Cache Outage
January 19, 2023 at 11:58 PM UTC
Application
API
Cache
Worker
Resolved after
12h
48m of downtime.
January 20, 2023 at 12:46 PM UTC
dddice experienced a major outage that affected rolling dice and user sessions. During the incident, users were periodically logged out from their accounts and rolls would not appear or take a long time to appear. This affected all dddice plugins and the main website.
The incident lasted approximately 12-hours.
Background
dddice uses Redis as our main cache backend which stores user sessions, queued rolls, and queued assets for processing.
During a traffic spike our queue workers were overwhelmed which caused a backup in the queues, reaching >90% storage capacity. New rolls were not being queued and partial page caches could not be generated which resulted in some sections of the site being inaccessible and caused rolls to not roll.
Problem
Our worker uses a “main” process that monitors “child” processes. This worker is powered by a single 2GB memory VM. Initial configuration of this worker assigned 1.5GB to the “main” process and 256MB to the “child” processes. The worker was also configured to manage a maximum of 10 “child” processes.
Incorrect assumptions about the configuration of the worker were made which resulted in the worker VM to consume all resources. This caused all queues to halt, including rolls.
When the worker was restarted on multiple occasions, the queue would begin processing which immediately began to overwhelm the Redis cache.
In short, redis was overwhelmed because of invalid configuration in our worker process.
Solution
This incident resulted in two fixes.
- Redis memory was updated from 100MB to 256MB to handle an increase in traffic.
- Worker configuration was updated to consume less memory on the “main” process and consume more memory on the “child” processes. Child processes were scaled down from 10 to 3 in order to stay within VM resource limits.

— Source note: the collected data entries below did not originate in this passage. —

Issue #764, opened 2023-07-04
aarch64 build target for release


neenjaw:
Hey @ee7 and @ErikSchierboom,

I switched platforms from ubuntu to macOS for my daily driver and noticed that configlet can't be fetched using the included repo script any more.  Reading the documentation, I didn't see any method described to build it from source myself as a very poor `nim` user.

Could you advise?

Thanks

ErikSchierboom:
This has been an open issue for a while IIRC. You should be able to use the x86 version by downloading it from an individual release. That said, this is not optimal and something we should fix.

neenjaw:
No rush on it, I've found a way to circumvent this need 😄 

https://github.com/exercism/php/blob/a88fadea963597af0c8980faef89cd0ad6ca01bb/.github/workflows/configlet-generate.yml

ee7:
I've been planning to add aarch64 (AKA arm64) assets for some time. But in the meantime, I thought that `fetch-configlet` already downloaded the x86_64 asset when running on aarch64 macOS.

It looks like that, here:

https://github.com/exercism/configlet/blob/18d9098d990151db2ab78ea4914328083b997ff5/scripts/fetch-configlet#L26-L30

@neenjaw can you confirm that https://github.com/exercism/configlet/blob/main/scripts/fetch-configlet doesn't work on your machine? And if it doesn't, what happens?

Maybe it was just an intermittent connectivity issue? Or you were using an old fetch-configlet script? There was a breaking change in the asset naming scheme last year (see https://github.com/exercism/configlet/commit/57e6c5fdb3f3e3939b9584adbe667c6e1890e59f), and 6 months after that I stopped supporting old fetch-configlet scripts.

neenjaw:
So using the script at the link you shared:

```
curl https://raw.githubusercontent.com/exercism/configlet/main/scripts/fetch-configlet | bash
```

It seems to download configlet as expected but I still get a `bash: line 86: ./bin/configlet: Bad CPU type in executable` error which crashes with error code 127.

I think the fetch configlet script is still downloading the inappropriate version. I added this line above line 30 in the `fetch-configlet` script:

```diff
+    *arm*)  arch='arm64'  ;;
     *).     arch='x86-64' ;;
```

Which appears to work as expected now to fetch a runnable configlet

ee7:
Hey @neenjaw, thanks for following up.

Indeed, we haven't yet updated the `fetch-configlet` script in either this repo or any track repo. Some rationale:

[...]

Issue #122, opened 2021-01-15
fetch-configlet scripts: Add ARM support


ee7:
Similar to issue https://github.com/exercism/canonical-data-syncer/issues/24, but for the fetch scripts (which already have 32-bit support).

The v2 `configlet` [released ARM binaries](https://github.com/exercism/configlet/releases/tag/v3.9.2), but the [fetch-configlet script there](https://github.com/exercism/configlet/blob/86bf086c6fbb0486a43a4f499baffb5a8f2a8278/scripts/fetch-configlet) never supported downloading them.

This will become a more important issue as more people start using the latest ARM-based Mac machines with the Apple M1 chip.

PR #805, opened 2023-08-22
fetch-configlet: support fetching arm64 assets

ee7:
The [most recent configlet release](https://github.com/exercism/configlet/releases/tag/4.0.0-beta.14) includes pre-built binaries for:

- [arm64 Linux][1]
- [arm64 macOS][2]
- [arm64 Windows][3]
- [riscv64 Linux][4]

Support arm64 in the bash fetch-configlet script.

Refs: #122
Follow-up from: https://github.com/exercism/configlet/issues/764#issuecomment-1685080166

[1]: https://github.com/exercism/configlet/commit/0e8d6659e43d
[2]: https://github.com/exercism/configlet/commit/f280445978c1
[3]: https://github.com/exercism/configlet/commit/3824299df1dd
[4]: https://github.com/exercism/configlet/commit/a962b181b54e

---

I'll change the logic in this script in a later PR. I think we shouldn't hardcode the available binaries in the fetch scripts. Instead, we should try to download the configlet release for the user's machine, and error if the asset does not exist. Then we can add assets to the configlet releases without updating the fetch scripts on every track. That'll also make the fetch script support riscv64 Linux.

I suggest delaying the Exercism-wide PRs until we've done that.

### DIFF
--- a/scripts/fetch-configlet
+++ b/scripts/fetch-configlet
@@ -24,10 +24,11 @@ get_download_url() {
   local latest='https://api.github.com/repos/exercism/configlet/releases/latest'
   local arch
   case "$(uname -m)" in
-    x86_64) arch='x86-64' ;;
-    *686*)  arch='i386'   ;;
-    *386*)  arch='i386'   ;;
-    *)      arch='x86-64' ;;
+    aarch64|arm64) arch='arm64'  ;;
+    x86_64)        arch='x86-64' ;;
+    *686*)         arch='i386'   ;;
+    *386*)         arch='i386'   ;;
+    *)             arch='x86-64' ;;
   esac
   local suffix="${os}_${arch}.${ext}"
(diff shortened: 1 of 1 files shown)


ee7:
[CI failure](https://github.com/ee7/exercism-configlet/actions/runs/5935872454/job/16095123411) should be resolved by https://github.com/exercism/configlet/pull/806.

ee7:
@ErikSchierboom I'll leave updating the PowerShell script to you. But let's do that in a separate PR.

Currently:

https://github.com/exercism/configlet/blob/dca4119e22667d562270f4ca4f7ab545ee79e302/scripts/fetch-configlet.ps1#L15-L16

I think it should also probably have the same logic change that I suggest in the top post. But it's less important.

I suspect that we don't have a huge number of non-Windows PowerShell users, but we could consider resolving https://github.com/exercism/configlet/issues/361 at the same time.

ErikSchierboom (approved):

This configuration has been proven to be more effective after careful analysis of how our worker operates.
Timeline
Below is a timeline of the incident and the solutions attempted to resolve it.
- 2023-01-19 6:48 PM - First out-of-memory (OOM) appears in error log
- 2023-01-19 6:57 PM - First user reported that they were frequently being logged out
- 2023-01-19 7:31 PM - Application memory increased in attempt to alleviate OOM errors
- 2023-01-19 7:36 PM - Redis cache cleared in attempt to free memory
- 2023-01-19 8:00 PM - Outage announced in #announcements channel in Discord
- 2023-01-19 10:21 PM - Release v0.9.9-252 started, fixes unrelated bug
- 2023-01-19 10:21 PM - Release v0.9.9-252 finished, restarted queue worker
- 2023-01-19 10:23 PM - Service observed as restored, with rolls from rooms and dice preview pages working as expected
- 2023-01-19 10:25 PM - Message posted in #announcements that update was made and incident was over
- 2023-01-19 10:29 PM - OOM errors started reoccurring, investigation continued
- 2023-01-19 11:11 PM - Status page of Redis hosting checked, urgent incident noted
- 2023-01-19 11:19 PM - Message posted in #announcements that outage was not over and we were still investigating an upstream provider (Redis)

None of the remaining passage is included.